It’s not difficult to define the “difficult-to-image patient.” While large patients are usually the first to spring to mind, high-risk obstetrics, ovarian cancer patients, transplant candidates and combative patients pose increased imaging obstacles for sonographers and physicians alike. But the latest iteration of ultrasound systems are easing the barriers to imaging a wide array of challenging patient conditions through improved harmonics, compound imaging and automated processes.
High-risk patients = complicated issues
The practice of Minnesota Perinatal Physicians in the Allina Health System in Minneapolis and St. Paul focuses on high-risk obstetrics, says Medical Director Manny Gaziano, MD. Ultrasound is key to the practice because they serve as a referral site for obstetricians and radiologists for maternal and fetal images.
Gaziano reports that their Philips Medical Systems iU22 ultrasound system has improved their ability to scan these complicated patients. He sees a combination of the skill of the sonographer coupled with patience and excellent equipment as essential. Some high-risk women are positioned on their sides to image through their “flank” rather than employing standard abdominal views. Or they may use transvaginal ultrasound to obtain clear images of a fetus early in pregnancy. The choice of transducer is another aspect to this specialized field, such as a transvaginal probe in this case.
While one type of challenge involves imaging large women, other “difficult to image” categories include pregnant women with decreased amniotic fluid that occurs either with ruptured membranes or if there is an intrinsic fetal problem such as kidney abnormalities. Additional imaging complications arise from fetal positions, or when the placenta is attached to the front wall of the uterus. Forty percent of the women they image have uterine tumors that complicate the imaging process, Graziano says.
Color Doppler is helpful to look for areas that are difficult to image such as the fetal kidney, he explains. If they want to make sure that the fetus has a kidney, they may not be able to determine its presence on a 2D image. Using color power Doppler imaging, based on the flow of red blood cells, enables them to see arterial blood flow to the kidneys thereby ascertaining that a kidney is present.

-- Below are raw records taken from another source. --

PR #142, opened 2016-05-23
Store .rodata in flash by default

projectgus:
This may not be ready for merging yet, but I wanted to put it up for discussion/review anyhow.

Moves most .rodata to flash by default. http_get_mbedtls example's RAM footprint shrinks by 5317 bytes (7284 byte .rodata -> 1967 byte.) blink example shrinks by 3981 bytes (5948 to 1967).

Most usefully, you can do things like compile in debug message strings without taking a RAM hit for them.

Fundamentally there's not a lot in this change, it draws on the code we've had in e-o-r for a while to do unaligned reads from flash. The main difference was testing various types of operation and watching for unwanted/risky accesses that might happen when the flash caching layer was disabled.

I'm not keen to merge yet because of potential performance implications. The GNU linker doesn't seem to place .rodata constants anywhere near the code which accesses them, and based on my experiments understanding the flash caching layer this could be a significant performance hit. I'm going to keep looking into that and I'll provide some more information soon.

(That said, I haven't yet benchmarked any actual applications before and after this change, so it may be that the difference is mostly academic.)

### DIFF
--- a/ld/common.ld
+++ b/ld/common.ld
@@ -132,43 +132,6 @@ SECTIONS
     _etext = .;
   } >iram1_0_seg :iram1_0_phdr
 
-  .irom0.text : ALIGN(4)
-  {
-    _irom0_text_start = ABSOLUTE(.);
-    /* esp-open-rtos compiled code goes into IROM by default
-       (except for libgcc which is matched above.)
-    */
-    *(.literal .text .literal.* .text.*)
-    /* Anything explicitly marked as "irom" or "irom0" should go here */
-    *(.irom.* .irom.*.* .irom0.*)
-    _irom0_text_end = ABSOLUTE(.);
-
-    /* Temporary .rodata hacks start here, eventually all rodata will
-    be in irom by default */
-    /* mbedtls rodata */
-    *mbedtls.a:*.o(.rodata.* .rodata)
-    /* actual certificate in example (TEMPORARY HACK) */
-    *:cert.o(.rodata.* .rodata)
-    /*  C++ constructor and destructor tables, properly ordered:  */
-    __init_array_start = ABSOLUTE(.);
-    KEEP (*crtbegin.o(.ctors))
-    KEEP (*(EXCLUDE_FILE (*crtend.o) .ctors))
-    KEEP (*(SORT(.ctors.*)))
-    KEEP (*(.ctors))
-    __init_array_end = ABSOLUTE(.);
-    KEEP (*crtbegin.o(.dtors))
-    KEEP (*(EXCLUDE_FILE (*crtend.o) .dtors))
-    KEEP (*(SORT(.dtors.*)))
-    KEEP (*(.dtors))
-    /*  C++ exception handlers table:  */
-    __XT_EXCEPTION_DESCS__ = ABSOLUTE(.);
-    *(.xt_except_desc)
-    *(.gnu.linkonce.h.*)
-    __XT_EXCEPTION_DESCS_END__ = ABSOLUTE(.);
-    *(.xt_except_desc_end)
-
-  } >irom0_0_seg :irom0_0_phdr
-
   .data : ALIGN(4)
   {
     _data_start = ABSOLUTE(.);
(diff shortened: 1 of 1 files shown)


projectgus:
I've tested this more thoroughly and done a few benchmarks and I think this is fine to merge.

First test was measuring how many RTOS ticks the "handshake" step in the http_get_mbedtls function took. From about 20 samples before/after I couldn't see any correlation, the error caused by the network was more than any performance difference.

Then this code to measure AES performance:

```
void user_init(void)
{
    uart_set_baud(0, 115200);
    static uint8_t data[1024];
    static uint8_t output[1024];
    static uint8_t iv[16];

    static uint8_t key[256 / 8];

    memset(data, 0, sizeof(data));
    memset(iv, 0, sizeof(iv));

    mbedtls_aes_context ctx;
    uint32_t before, after;
    RSR(before, CCOUNT)
    mbedtls_aes_init(&ctx);
    mbedtls_aes_setkey_enc(&ctx, key, 256);

    for(int r = 0; r < 10; r++) {
        mbedtls_aes_crypt_cbc(&ctx,
                              MBEDTLS_AES_ENCRYPT,
                              sizeof(data),
                              iv,
                              data,
                              output);
        memcpy(data, output, 1024);
    }
    RSR(after, CCOUNT);
    printf("cycle count %d\n", after - before);
    vPortExitCritical();
    while(1) {}
}
```

... AES is a good test because all the constant tables are stored in .rodata.

I re-ran the tests measuring the FRC2 timer as well, to make sure CCOUNT wasn't stalling during flash cache misses, The timer tick counts were similar.

| Flash Mode | branch | CCOUNT delta | FRC2 delta |
| ---------------- | --------- | --------------------- | ---------------- |
| qio              | master  | 2800494          | 175041       |
| qio              | rodata_in_flash | 2800808  | 175063  |
| dio              | master  | 2828848          | 176822       |
| dio              | rodata_in_flash | 2828861 | 176812   |

(WDEV.SYS_TIME also gave similar results.)

From what I've measured of SPI flash cache behaviour, I think cache misses happen enough due to normal .irom text section which is why this doesn't make a large difference. Have to do a bit more analysis to be sure that's why, but I think this is ready to merge.

projectgus:
Remembered that the master branch already puts rodata in flash for mbedtls (otherwise TLS doesn't work), which explained why nothing significant changed. I've amended the table above with new numbers.

Seems that using RAM for AES data tables is 2.35x faster than using SPI flash, regardless of QIO or DIO flash modes. I think that's probably close to a worst-case slowdown for real world code (the AES functions use a _lot_ of rodata constants.) Most code will see a much lower impact.

My view is that this is worth merging given the RAM it frees up, given RAM is such a scarce resource. I've recently been working on a project where we needed this change in order to have TLS as well as other features enabled concurrently.

If there was some way to modify/configure the linker so that the rodata sections stayed close in flash to the functions that used them, I'm pretty confident that the 2.35x slowdown could be brought down a _lot_, as well.

foogod:
> If there was some way to modify/configure the linker so that the rodata sections stayed close in flash to the functions that used them, I'm pretty confident that the 2.35x slowdown could be brought down a *lot*, as well.

I think that's kinda a big assumption.. it would really depend a lot on the cacheline size and associativity in the flash cache, which as far as I know is still a complete black box (a while back I put a couple of ideas for ways to test/probe it on the RE wiki, but haven't had any time to try them out)..

If the cache is made up of a few large cachelines, then proximity could make a big difference.  If there's smaller cachelines with decent associativity, it would probably make little or no difference.  If the cachelines are smaller, but with low associativity, it could be a lot harder to predict (and in particularly bad cases, could completely change from one firmware to the next regardless of where we put things, just due to how the rest of the application code flow moves).

In any case, I have no problem with slowing things down a bit to make this change.. I think in general RAM availability is more critical to most people than raw execution speed.

I haven't had time to really look over the PR, but wanted to check.. do we have some way to tell the compiler/linker that a particular piece of static data _should_ go in RAM instead?  (last I checked, the `IRAM` qualifier only worked for code, not data)

projectgus:
> I think that's kinda a big assumption.. it would really depend a lot on the cacheline size and associativity in the flash cache, which as far as I know is still a complete black box

I didn't make it clear enough, but I've actually done some probing and I think I have a fairly good idea how the cache works now. I'm going to make a couple of checks to verify and then I'll post what I have somewhere.

> In any case, I have no problem with slowing things down a bit to make this change.. I think in general RAM availability is more critical to most people than raw execution speed.

I agree.

> 

I haven't had time to really look over the PR, but wanted to check.. do we have some way to tell the compiler/linker that a particular piece of static data should go in RAM instead? (last I checked, the IRAM qualifier only worked for code, not data)

I will check and add that to the PR. I'm not 100% sure we can do it for string literals (storage modifier attributes don't apply directly to them), but I think ESP8266 Arduino does it somehow so I'll have a peek at how they manage it.

projectgus:
Oops, accidentally merged without adding the macro - but it's there now.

“Features like adjusting the gain [amplitude of the soundwave] automatically and adjusting harmonics [the balance of the frequency] automatically, and the penetration help us in scanning,” Graziano says. “There are other kinds of automation from the computer that this system gives us to optimize the images.” Although they have very skilled sonographers and physicians, he says it is helpful to have some automatic functionality to save time while improving the image.
Minnesota Perinatal Physicians has begun using the 3D capabilities of this system to identify fetal abnormalities such as cleft lip and palate, abdominal wall defects such as oomphalocoeles or spinal anomalies such as spina bifida.
Gaziano’s particular area of interest involves women who have had a Cesarean section to deliver a previous baby. When a woman has a C-section, she forms a scar, he explains. If she becomes pregnant subsequently and the placenta implants over the scar, that placenta tends to invade maternal tissues and at the time of birth it can cause a major risk of hemorrhage, necessitating hysterectomy or massive blood transfusions.
“It is helpful for us to magnify the area of interest into the scar and then use very precise color settings to show us the tongues of blood flow that go where they should not go,” Gaziano concludes. These imaging scans signal the need for the mother to be delivered in a high-risk perinatal center and prepare the team for possible problems.
Complex differential diagnoses
Michael Crade, MD, medical director of Ultrasonix (a division of Pediatrix Corp.) in Long Beach, Calif., describes their private office practice that performs ultrasound studies primarily for gynecologic patients. They use a GE Healthcare Voluson 730 ultrasound to accomplish ovarian cancer screening studies.
He images complex ovarian growths with color Doppler, capturing the volume of the mass then rotating it to isolate vascularity as he performs a differential diagnosis of the mass. His primary goal is to diagnose ovarian cancer early, and determine which patients require surgery and which do not.